> _Source data_
=== Section Start ===

PR #11, opened 2015-04-22
[OSJC-154] Add capability to process and apply templates for a given pro...

jcantrill:
...ject

[OSJC-158] Allow CapabilityVisitor to return a value
[OSJC-159] Projects return their name when namespace is empty
[OSJC-160] Allow getting status from Status Kind

@adietish Please review.  Supports being able to create app from template

### DIFF
--- a/src/main/java/com/openshift/internal/restclient/DefaultClient.java
+++ b/src/main/java/com/openshift/internal/restclient/DefaultClient.java
@@ -8,7 +8,7 @@
  ******************************************************************************/
 package com.openshift.internal.restclient;
 
-import static com.openshift.restclient.capability.CapabilityInitializer.initializeClientCapabilities;
+import static com.openshift.internal.restclient.capability.CapabilityInitializer.initializeClientCapabilities;
 
 import java.net.MalformedURLException;
 import java.net.SocketTimeoutException;
@@ -249,12 +249,13 @@ public class DefaultClient implements IClient, IHttpStatusCodes{
 	
 	@SuppressWarnings("unchecked")
 	@Override
-	public <T extends ICapability> void accept(CapabilityVisitor<T> visitor){
+	public <T extends ICapability, R> R accept(CapabilityVisitor<T, R> visitor, R unsupportedCapabililityValue){
 		if(!capabilitiesInitialized) initializeCapabilities();
 		if(capabilities.containsKey(visitor.getCapabilityType())){
 			T capability = (T) capabilities.get(visitor.getCapabilityType());
-			visitor.visit(capability);
+			return (R) visitor.visit(capability);
 		}
+		return unsupportedCapabililityValue;
 	}
 
 	public List<KubernetesAPIVersion> getKubernetesVersions() {
--- a/src/main/java/com/openshift/internal/restclient/capability/resources/ProjectTemplateListCapability.java
+++ b/src/main/java/com/openshift/internal/restclient/capability/resources/ProjectTemplateListCapability.java
@@ -1,0 +1,44 @@
+/*******************************************************************************
+ * Copyright (c) 2015 Red Hat, Inc. Distributed under license by Red Hat, Inc.
+ * All rights reserved. This program is made available under the terms of the
+ * Eclipse Public License v1.0 which accompanies this distribution, and is
+ * available at http://www.eclipse.org/legal/epl-v10.html
+ *
+ * Contributors: Red Hat, Inc. - initial API and implementation
+ ******************************************************************************/
+package com.openshift.internal.restclient.capability.resources;
+
+import java.util.Collection;
+
+import com.openshift.restclient.IClient;
+import com.openshift.restclient.ResourceKind;
+import com.openshift.restclient.capability.resources.IProjectTemplateList;
+import com.openshift.restclient.model.IProject;
+import com.openshift.restclient.model.template.ITemplate;
+
+public class ProjectTemplateListCapability implements IProjectTemplateList {
+	
+	private IProject project;
+	private IClient client;
+
+	public ProjectTemplateListCapability(IProject project, IClient client) {
+		this.project = project;
+		this.client = client;
+	}
+
+	@Override
+	public boolean isSupported() {
+		return client != null && project != null;
+	}
+
+	@Override
+	public String getName() {
+		return this.getClass().getSimpleName();
+	}
+
+	@Override
+	public Collection<ITemplate> getTemplates() {
+		return client.<ITemplate>list(ResourceKind.Template, project.getNamespace());
+	}
+
+}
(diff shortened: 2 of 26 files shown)


src/main/java/com/openshift/internal/restclient/DefaultClient.java
```diff
@@ -249,12 +249,13 @@ public  boolean supports(Class<? extends ICapability> capability) {
 	
 	@SuppressWarnings("unchecked")
 	@Override
-	public <T extends ICapability> void accept(CapabilityVisitor<T> visitor){
+	public <T extends ICapability, R> R accept(CapabilityVisitor<T, R> visitor, R unsupportedCapabililityValue){
```
adietish: just so that I understand the API: what is the aim of unsupportedCapabilityValue?

src/main/java/com/openshift/internal/restclient/capability/resources/ProjectTemplateListCapability.java
```diff
@@ -0,0 +1,62 @@
...
+	private IProject project;
+	private IClient client;
+
+	public ProjectTemplateListCapability(IProject project, IClient client) {
+		this.project = project;
+		this.client = client;
+	}
+
+	@Override
+	public boolean isSupported() {
```
adietish: do I get this right? the check whether the protocol version we're talking (v1betaX) is implicit here. The capability wouldnt be present if it wasnt. So the only further check to know if this is supported is the presence of a client (is that possible?) and a non-null project. Right?

src/main/java/com/openshift/internal/restclient/capability/resources/ProjectTemplateListCapability.java
```diff
@@ -0,0 +1,62 @@
...
+		return this.getClass().getSimpleName();
+	}
+
+	@Override
+	public Collection<ITemplate> getTemplates() {
+		Collection<ITemplate> all = new ArrayList<ITemplate>();
+		try {
+			all.addAll(client.<ITemplate>list(ResourceKind.Template, DEFAULT_NAMESPACE));
+		}catch(UnauthorizedException e) {
+			LOG.warn("Unauthorized to list templates in the default namespace", DEFAULT_NAMESPACE, e);
```
adietish: Shouldnt exceptions bubble up to the caller and "interrupt" his call?

src/main/java/com/openshift/internal/restclient/model/template/Template.java
```diff
@@ -56,4 +56,14 @@ public Template(ModelNode node, IClient client, Map<String, String []> propertyK
 		return resources;
 	}
 
+	@Override
+	public void updateParameterValues(Collection<IParameter> parameters) {
+		Map<String, IParameter> actuals = getParameters();
+		for (IParameter param : parameters) {
+			if(actuals.containsKey(param.getName())) {
```
adietish: shouldnt we somehow tell the user that some parameters were not found and thus not subsituted?

src/main/java/com/openshift/internal/restclient/DefaultClient.java
jcantrill: @adietish needed the ability to return a value from the visitor, but also handle the case where the visitor wasn't 'visited'.  Without providing a 'default' value you can run into either null pointers our class cast exceptions.  It's not as pretty as it used to be :(

adietish: ok got it, it's a default value.
still pretty slick imho.

src/main/java/com/openshift/internal/restclient/capability/resources/ProjectTemplateListCapability.java
jcantrill: @adietish I'm not sure I fully understand what you are asking.  It is assumed that we can talk to whatever version of the server we are connected.  Conceptually, you could ask the client the api model version as I think we expose it.  The additional non-null checks are really just sanity checks as they should never be null.  The only case I can think off is if this class is instantiated outside of using our connection logic.

src/main/java/com/openshift/internal/restclient/capability/resources/ProjectTemplateListCapability.java
jcantrill: @adietish This I wasn't really certain how to handle unless we did so with multiple calls from jbosstools.  You should be able to get templates from your project and the openshift namespace, but I didn't want to kill the flow if the policy wasnt set-up for you to retrieve from the openshift namespace.  suggestions?

src/main/java/com/openshift/internal/restclient/model/template/Template.java
jcantrill: @adietish add a boolean  to determine if updated?  We can. I'm not opposed.  What's the value?

src/main/java/com/openshift/internal/restclient/capability/resources/ProjectTemplateListCapability.java
adietish: I was just trying to grasp the semantics of #isSupported() (aka "what does this semantically mean if you get a <code>true</code> from such a call, when would it fail etc.

src/main/java/com/openshift/internal/restclient/capability/resources/ProjectTemplateListCapability.java
adietish: hmm, I still believe that being unauthorized or ony other exception is pretty much a game-killer, The caller would still be able to catch it wherever he wants since we use runtime exceptions.

src/main/java/com/openshift/internal/restclient/model/template/Template.java
adietish: not sure a boolean is enough. Do we provide a means to the user so that he can find out what values were not substituted? What about returning a collection of unknown keys? if it's empty we're all fine, if not it would contain the non-substitued keys (and we could warn the user about these)?

src/main/java/com/openshift/internal/restclient/capability/resources/ProjectTemplateListCapability.java
jcantrill: For this particular case, it should really never fail since you should always be able to list templates.  In theory, I guess, policy could be setup to restrict this operation but I don't know that we can determine that (at least for now) until we try to actually list templates.

src/main/java/com/openshift/internal/restclient/model/template/Template.java
jcantrill: Per our discussion, we will update to a collection of unsub'ed values if needed

src/main/java/com/openshift/internal/restclient/capability/resources/ProjectTemplateListCapability.java
jcantrill: per our discussion, removing call to caller so they can handle as desired.

jcantrill:
@adietish merged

=== Section End ===

> _Assignment_
Tally the lines above with "initializeClientCapabilities", please; number only.

> _Written response_
2